Listed entries —
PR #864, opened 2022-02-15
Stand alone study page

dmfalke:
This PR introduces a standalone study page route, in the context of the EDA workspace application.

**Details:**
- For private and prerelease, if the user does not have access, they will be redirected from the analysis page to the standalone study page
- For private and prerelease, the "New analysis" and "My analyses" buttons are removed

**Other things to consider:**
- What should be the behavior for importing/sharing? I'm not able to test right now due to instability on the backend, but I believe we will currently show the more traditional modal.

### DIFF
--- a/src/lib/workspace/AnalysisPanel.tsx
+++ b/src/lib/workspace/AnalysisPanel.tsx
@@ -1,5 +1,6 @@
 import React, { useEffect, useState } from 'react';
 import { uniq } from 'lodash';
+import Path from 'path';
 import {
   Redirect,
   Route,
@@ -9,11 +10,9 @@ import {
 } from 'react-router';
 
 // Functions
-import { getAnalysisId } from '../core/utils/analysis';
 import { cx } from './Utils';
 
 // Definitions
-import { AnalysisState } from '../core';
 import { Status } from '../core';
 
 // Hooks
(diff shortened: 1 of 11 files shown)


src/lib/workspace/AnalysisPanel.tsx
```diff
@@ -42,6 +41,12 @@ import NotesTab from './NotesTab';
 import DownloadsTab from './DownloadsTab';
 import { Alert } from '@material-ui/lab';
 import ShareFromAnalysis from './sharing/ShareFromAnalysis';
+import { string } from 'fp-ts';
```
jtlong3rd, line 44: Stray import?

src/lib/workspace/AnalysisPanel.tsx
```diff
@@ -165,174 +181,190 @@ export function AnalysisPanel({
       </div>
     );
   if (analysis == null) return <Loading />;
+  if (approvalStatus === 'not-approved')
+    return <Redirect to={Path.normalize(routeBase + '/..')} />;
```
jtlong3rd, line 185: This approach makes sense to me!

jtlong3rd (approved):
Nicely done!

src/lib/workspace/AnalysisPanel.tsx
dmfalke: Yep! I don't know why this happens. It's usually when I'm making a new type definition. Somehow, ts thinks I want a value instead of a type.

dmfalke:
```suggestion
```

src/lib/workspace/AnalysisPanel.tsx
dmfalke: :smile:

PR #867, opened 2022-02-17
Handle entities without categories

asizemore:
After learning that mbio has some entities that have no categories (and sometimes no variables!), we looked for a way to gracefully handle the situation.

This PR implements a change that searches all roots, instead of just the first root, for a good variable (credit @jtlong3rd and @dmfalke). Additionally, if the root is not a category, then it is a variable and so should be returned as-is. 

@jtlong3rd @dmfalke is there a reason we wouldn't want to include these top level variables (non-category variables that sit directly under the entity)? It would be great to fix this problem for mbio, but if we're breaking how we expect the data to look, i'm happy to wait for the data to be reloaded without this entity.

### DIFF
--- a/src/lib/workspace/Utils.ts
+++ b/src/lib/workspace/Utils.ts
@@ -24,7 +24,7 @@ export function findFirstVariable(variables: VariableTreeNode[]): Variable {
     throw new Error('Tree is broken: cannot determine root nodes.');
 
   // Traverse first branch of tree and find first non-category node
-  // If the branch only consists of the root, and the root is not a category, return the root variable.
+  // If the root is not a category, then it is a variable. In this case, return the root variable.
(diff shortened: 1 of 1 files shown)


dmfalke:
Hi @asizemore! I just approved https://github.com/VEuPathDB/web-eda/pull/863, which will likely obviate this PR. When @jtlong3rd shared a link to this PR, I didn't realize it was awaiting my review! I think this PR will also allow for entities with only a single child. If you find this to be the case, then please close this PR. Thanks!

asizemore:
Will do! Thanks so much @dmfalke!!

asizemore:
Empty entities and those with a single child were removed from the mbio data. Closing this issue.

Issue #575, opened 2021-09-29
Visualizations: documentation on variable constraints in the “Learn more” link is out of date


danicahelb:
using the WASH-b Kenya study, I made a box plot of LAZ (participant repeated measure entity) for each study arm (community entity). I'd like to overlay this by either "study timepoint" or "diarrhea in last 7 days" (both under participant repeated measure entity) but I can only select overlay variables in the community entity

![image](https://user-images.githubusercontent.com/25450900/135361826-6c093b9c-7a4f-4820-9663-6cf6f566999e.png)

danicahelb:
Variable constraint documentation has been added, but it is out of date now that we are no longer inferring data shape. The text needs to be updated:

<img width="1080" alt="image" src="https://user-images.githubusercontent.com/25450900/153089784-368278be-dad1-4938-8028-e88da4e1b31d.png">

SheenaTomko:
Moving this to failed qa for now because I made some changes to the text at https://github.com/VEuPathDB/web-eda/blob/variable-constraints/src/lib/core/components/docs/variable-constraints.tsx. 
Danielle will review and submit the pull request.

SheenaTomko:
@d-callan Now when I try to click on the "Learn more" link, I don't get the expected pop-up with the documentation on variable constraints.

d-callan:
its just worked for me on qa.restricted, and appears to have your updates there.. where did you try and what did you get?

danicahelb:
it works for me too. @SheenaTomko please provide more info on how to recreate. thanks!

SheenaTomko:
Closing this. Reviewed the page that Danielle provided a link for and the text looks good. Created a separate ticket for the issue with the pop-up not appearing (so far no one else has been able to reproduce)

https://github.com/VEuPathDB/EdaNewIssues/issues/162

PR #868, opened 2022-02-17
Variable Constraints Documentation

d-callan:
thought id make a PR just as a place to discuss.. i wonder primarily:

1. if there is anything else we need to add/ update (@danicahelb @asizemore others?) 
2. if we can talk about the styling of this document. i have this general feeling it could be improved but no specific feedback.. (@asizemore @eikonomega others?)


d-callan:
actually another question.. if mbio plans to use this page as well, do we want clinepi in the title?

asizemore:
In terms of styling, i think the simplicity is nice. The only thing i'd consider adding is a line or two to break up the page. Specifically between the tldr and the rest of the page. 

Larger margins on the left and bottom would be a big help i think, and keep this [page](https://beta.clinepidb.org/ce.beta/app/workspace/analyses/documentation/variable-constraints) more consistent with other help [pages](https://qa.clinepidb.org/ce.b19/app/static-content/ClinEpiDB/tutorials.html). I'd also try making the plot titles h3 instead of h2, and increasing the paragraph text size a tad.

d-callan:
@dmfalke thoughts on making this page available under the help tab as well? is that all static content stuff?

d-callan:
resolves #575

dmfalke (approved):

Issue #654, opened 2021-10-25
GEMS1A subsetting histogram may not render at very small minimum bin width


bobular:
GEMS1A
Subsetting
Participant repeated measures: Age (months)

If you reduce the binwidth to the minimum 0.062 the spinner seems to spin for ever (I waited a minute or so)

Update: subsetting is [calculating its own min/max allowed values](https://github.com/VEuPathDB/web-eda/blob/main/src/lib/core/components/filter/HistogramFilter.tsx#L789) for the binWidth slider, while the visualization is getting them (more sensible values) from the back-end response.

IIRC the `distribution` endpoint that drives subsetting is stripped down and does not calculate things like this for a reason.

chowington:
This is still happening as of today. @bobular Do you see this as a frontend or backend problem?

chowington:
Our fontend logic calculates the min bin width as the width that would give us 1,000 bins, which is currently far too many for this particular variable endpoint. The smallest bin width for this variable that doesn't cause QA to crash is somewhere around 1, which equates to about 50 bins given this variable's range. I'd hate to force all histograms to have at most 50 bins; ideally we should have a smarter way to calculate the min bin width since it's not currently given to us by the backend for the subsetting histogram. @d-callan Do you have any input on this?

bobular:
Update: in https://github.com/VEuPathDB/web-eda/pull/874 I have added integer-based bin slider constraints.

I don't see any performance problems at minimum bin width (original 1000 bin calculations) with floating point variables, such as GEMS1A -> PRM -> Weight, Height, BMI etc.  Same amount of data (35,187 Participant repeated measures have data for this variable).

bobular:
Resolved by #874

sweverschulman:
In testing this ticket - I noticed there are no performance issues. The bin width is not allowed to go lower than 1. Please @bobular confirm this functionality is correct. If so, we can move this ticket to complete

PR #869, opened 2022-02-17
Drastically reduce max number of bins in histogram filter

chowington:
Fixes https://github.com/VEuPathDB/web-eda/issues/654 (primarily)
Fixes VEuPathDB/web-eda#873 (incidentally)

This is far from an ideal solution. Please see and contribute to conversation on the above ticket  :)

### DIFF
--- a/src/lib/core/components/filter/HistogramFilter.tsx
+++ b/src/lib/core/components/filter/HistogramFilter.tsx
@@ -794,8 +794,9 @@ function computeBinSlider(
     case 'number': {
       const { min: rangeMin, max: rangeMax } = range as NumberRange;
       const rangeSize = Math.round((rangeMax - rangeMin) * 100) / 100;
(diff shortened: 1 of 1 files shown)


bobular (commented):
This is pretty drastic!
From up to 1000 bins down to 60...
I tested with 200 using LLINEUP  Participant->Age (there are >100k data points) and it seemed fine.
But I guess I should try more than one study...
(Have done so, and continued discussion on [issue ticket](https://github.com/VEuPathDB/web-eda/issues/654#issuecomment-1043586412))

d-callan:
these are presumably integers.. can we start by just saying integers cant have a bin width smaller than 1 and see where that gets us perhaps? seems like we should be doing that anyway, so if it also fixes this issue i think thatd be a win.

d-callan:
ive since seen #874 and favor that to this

...

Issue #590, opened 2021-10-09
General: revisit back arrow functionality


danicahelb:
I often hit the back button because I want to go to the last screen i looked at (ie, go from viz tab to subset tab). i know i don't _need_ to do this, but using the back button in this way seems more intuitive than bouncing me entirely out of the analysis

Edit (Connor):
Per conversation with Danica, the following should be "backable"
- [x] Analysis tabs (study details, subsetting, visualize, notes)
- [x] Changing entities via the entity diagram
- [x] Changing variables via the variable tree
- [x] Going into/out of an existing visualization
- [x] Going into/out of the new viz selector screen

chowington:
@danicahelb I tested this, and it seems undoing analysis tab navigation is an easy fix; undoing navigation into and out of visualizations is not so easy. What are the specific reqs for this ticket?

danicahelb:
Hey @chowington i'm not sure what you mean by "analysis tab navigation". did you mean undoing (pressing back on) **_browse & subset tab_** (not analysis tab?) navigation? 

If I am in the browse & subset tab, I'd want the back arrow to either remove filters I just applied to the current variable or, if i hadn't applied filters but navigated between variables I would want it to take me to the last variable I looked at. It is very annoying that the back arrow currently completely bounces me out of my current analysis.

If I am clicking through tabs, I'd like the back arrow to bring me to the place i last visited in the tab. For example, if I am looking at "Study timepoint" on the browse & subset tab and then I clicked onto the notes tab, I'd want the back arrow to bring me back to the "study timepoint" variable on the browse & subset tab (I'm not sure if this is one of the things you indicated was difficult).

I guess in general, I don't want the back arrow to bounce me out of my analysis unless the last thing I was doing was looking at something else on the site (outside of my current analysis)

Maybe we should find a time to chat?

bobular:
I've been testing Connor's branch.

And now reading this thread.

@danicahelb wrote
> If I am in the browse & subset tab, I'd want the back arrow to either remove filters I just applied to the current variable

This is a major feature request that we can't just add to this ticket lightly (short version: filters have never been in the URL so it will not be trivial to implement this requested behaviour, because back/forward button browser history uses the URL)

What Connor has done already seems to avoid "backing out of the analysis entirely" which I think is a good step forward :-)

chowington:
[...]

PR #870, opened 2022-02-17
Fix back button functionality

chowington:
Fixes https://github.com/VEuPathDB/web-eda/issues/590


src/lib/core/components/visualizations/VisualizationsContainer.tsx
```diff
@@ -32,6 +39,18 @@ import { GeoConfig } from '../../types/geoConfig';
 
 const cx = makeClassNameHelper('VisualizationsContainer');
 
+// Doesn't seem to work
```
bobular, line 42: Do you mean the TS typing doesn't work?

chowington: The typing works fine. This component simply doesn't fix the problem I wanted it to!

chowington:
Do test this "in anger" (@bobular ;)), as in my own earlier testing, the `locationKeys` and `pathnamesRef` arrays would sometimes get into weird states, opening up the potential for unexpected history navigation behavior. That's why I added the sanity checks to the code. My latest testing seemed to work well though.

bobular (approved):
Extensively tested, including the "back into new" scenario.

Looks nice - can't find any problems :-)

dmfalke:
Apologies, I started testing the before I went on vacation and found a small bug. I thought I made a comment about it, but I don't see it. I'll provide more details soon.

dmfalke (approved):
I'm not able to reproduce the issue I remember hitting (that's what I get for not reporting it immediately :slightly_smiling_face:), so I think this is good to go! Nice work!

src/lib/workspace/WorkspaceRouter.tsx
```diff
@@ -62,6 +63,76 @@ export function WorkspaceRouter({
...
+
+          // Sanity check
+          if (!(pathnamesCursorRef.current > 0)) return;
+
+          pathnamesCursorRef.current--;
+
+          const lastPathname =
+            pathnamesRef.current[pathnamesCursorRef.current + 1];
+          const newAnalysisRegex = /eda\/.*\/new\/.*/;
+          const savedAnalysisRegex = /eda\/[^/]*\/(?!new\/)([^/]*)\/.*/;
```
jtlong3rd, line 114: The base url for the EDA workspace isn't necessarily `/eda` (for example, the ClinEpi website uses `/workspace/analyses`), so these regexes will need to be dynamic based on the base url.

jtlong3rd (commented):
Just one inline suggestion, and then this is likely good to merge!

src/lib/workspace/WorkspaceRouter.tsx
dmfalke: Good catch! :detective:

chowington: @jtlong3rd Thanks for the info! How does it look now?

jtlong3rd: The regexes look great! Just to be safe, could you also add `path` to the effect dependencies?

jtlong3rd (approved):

What you should do — Write out exactly the lines above from the line with "But I guess" through the line with "ive since seen #874 and favor that to this", both of them included, and leave out all other lines.

Expected answer —
But I guess I should try more than one study...
(Have done so, and continued discussion on [issue ticket](https://github.com/VEuPathDB/web-eda/issues/654#issuecomment-1043586412))

d-callan:
these are presumably integers.. can we start by just saying integers cant have a bin width smaller than 1 and see where that gets us perhaps? seems like we should be doing that anyway, so if it also fixes this issue i think thatd be a win.

d-callan:
ive since seen #874 and favor that to this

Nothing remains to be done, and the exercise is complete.